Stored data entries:
------------------------------------------------------------------------

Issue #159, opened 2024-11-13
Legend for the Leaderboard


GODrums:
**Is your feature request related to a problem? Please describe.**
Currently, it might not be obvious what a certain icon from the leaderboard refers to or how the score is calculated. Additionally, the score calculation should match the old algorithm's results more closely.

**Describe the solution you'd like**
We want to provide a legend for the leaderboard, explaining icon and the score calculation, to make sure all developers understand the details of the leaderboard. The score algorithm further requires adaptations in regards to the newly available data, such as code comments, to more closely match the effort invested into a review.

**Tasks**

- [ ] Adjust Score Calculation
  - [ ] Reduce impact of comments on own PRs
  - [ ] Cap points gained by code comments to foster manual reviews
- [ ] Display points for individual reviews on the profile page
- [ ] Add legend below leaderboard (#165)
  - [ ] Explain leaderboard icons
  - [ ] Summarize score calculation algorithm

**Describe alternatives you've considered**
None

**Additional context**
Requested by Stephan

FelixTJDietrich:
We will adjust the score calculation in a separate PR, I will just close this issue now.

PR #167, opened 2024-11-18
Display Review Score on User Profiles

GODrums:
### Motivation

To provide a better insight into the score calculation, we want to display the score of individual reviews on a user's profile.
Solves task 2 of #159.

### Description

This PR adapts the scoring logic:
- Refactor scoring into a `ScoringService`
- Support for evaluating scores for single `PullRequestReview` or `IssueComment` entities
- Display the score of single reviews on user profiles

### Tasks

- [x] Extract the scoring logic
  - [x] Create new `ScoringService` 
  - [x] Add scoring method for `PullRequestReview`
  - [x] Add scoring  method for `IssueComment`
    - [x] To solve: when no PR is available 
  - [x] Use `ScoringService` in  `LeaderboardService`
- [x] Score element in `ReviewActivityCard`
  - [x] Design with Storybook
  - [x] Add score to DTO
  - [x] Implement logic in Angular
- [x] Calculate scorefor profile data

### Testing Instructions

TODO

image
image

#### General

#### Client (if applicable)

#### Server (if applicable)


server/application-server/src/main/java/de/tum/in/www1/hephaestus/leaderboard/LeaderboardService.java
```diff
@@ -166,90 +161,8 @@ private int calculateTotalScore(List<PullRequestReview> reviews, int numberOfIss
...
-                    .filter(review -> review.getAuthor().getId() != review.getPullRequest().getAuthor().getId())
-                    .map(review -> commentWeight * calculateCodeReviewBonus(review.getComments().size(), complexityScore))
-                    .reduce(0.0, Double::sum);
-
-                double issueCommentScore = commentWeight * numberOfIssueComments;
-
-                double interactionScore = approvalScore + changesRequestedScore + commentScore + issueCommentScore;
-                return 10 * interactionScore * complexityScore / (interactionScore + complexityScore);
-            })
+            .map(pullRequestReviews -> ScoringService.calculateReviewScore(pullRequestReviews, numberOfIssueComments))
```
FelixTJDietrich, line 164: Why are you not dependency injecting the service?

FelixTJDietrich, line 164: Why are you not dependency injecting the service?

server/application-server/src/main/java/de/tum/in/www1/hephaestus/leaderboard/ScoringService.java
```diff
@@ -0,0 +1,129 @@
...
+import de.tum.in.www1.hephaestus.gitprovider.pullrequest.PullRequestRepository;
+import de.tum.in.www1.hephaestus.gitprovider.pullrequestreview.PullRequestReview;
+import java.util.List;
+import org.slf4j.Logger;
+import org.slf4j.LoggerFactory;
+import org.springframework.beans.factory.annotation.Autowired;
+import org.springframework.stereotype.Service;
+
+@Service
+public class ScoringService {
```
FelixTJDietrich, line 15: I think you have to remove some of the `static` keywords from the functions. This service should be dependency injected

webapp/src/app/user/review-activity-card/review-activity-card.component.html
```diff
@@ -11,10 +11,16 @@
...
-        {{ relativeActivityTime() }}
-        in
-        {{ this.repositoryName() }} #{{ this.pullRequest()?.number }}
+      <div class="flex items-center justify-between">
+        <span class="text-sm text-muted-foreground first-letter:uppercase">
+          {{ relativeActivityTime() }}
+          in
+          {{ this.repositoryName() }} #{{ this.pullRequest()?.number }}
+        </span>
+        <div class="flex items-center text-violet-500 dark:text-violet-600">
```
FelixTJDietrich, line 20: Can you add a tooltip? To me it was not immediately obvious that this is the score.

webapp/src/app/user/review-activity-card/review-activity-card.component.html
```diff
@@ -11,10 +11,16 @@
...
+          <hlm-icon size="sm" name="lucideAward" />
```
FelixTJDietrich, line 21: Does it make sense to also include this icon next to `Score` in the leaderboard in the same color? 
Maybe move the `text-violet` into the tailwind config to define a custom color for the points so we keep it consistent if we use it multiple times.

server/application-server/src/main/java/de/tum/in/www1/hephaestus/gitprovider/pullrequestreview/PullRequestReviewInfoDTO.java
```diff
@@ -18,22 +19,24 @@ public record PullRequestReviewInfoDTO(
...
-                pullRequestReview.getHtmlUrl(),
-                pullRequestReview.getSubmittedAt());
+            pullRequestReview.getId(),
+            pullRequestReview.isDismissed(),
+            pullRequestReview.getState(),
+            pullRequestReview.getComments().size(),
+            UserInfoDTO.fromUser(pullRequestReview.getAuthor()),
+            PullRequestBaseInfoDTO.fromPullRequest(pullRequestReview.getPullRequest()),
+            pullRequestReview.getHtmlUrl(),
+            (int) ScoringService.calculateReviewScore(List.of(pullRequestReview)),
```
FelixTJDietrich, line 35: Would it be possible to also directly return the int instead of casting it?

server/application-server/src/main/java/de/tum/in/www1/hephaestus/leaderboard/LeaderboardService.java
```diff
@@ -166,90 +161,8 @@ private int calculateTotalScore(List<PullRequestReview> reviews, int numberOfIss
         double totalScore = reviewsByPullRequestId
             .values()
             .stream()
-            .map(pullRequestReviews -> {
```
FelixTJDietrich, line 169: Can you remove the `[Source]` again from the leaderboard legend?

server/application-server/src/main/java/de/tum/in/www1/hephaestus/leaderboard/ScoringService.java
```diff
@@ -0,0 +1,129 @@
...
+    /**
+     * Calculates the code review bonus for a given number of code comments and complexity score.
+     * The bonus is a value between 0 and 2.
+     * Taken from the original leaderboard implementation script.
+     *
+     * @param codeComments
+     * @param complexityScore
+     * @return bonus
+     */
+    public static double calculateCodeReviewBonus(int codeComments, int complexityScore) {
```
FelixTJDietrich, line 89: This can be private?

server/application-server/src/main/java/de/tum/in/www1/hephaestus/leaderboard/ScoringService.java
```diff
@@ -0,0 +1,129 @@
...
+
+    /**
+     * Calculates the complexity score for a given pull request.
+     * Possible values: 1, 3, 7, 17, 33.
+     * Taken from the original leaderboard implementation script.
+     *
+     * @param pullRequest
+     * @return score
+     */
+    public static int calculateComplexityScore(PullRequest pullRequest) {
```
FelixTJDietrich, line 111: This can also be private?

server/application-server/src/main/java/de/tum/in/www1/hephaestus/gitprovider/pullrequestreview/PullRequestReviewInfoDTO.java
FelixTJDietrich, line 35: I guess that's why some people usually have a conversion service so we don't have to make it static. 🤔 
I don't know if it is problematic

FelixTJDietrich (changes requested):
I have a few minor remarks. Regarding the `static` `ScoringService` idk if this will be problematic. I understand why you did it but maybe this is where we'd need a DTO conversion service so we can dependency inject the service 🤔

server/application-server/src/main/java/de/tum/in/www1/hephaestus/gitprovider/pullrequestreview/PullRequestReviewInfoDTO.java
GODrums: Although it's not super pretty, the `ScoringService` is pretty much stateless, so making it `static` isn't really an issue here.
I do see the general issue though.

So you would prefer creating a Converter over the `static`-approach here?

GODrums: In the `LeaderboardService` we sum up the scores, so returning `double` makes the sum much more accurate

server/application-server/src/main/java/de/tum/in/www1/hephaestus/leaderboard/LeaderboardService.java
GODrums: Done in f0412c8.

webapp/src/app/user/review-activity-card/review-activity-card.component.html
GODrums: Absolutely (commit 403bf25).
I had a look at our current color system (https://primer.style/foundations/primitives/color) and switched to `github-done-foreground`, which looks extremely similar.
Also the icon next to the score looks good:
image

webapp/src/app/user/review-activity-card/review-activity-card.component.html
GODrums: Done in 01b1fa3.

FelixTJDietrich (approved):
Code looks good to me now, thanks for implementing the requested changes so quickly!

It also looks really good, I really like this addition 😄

------------------------------------------------------------------------

- Problem requirements:
Quote exactly the first line of the entries and every line after it, stopping with the line that contains "solution you'd like**".

- Response for this exercise:
Issue #159, opened 2024-11-13
Legend for the Leaderboard


GODrums:
**Is your feature request related to a problem? Please describe.**
Currently, it might not be obvious what a certain icon from the leaderboard refers to or how the score is calculated. Additionally, the score calculation should match the old algorithm's results more closely.

**Describe the solution you'd like**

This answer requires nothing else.